(Dataset entries)

-- -- --

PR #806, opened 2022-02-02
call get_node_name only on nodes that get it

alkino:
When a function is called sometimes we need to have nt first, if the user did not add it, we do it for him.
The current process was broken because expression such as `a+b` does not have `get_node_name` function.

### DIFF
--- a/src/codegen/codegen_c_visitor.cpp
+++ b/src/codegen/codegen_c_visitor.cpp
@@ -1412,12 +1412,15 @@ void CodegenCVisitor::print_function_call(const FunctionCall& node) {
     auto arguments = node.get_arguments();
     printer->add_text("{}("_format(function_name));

-- -- --

_Exercise goal_. All that belongs in the answer is an exact copy of the lines from the start of the records above through the line with "When a function".

_Final answer_.
PR #806, opened 2022-02-02
call get_node_name only on nodes that get it

alkino:
When a function is called sometimes we need to have nt first, if the user did not add it, we do it for him.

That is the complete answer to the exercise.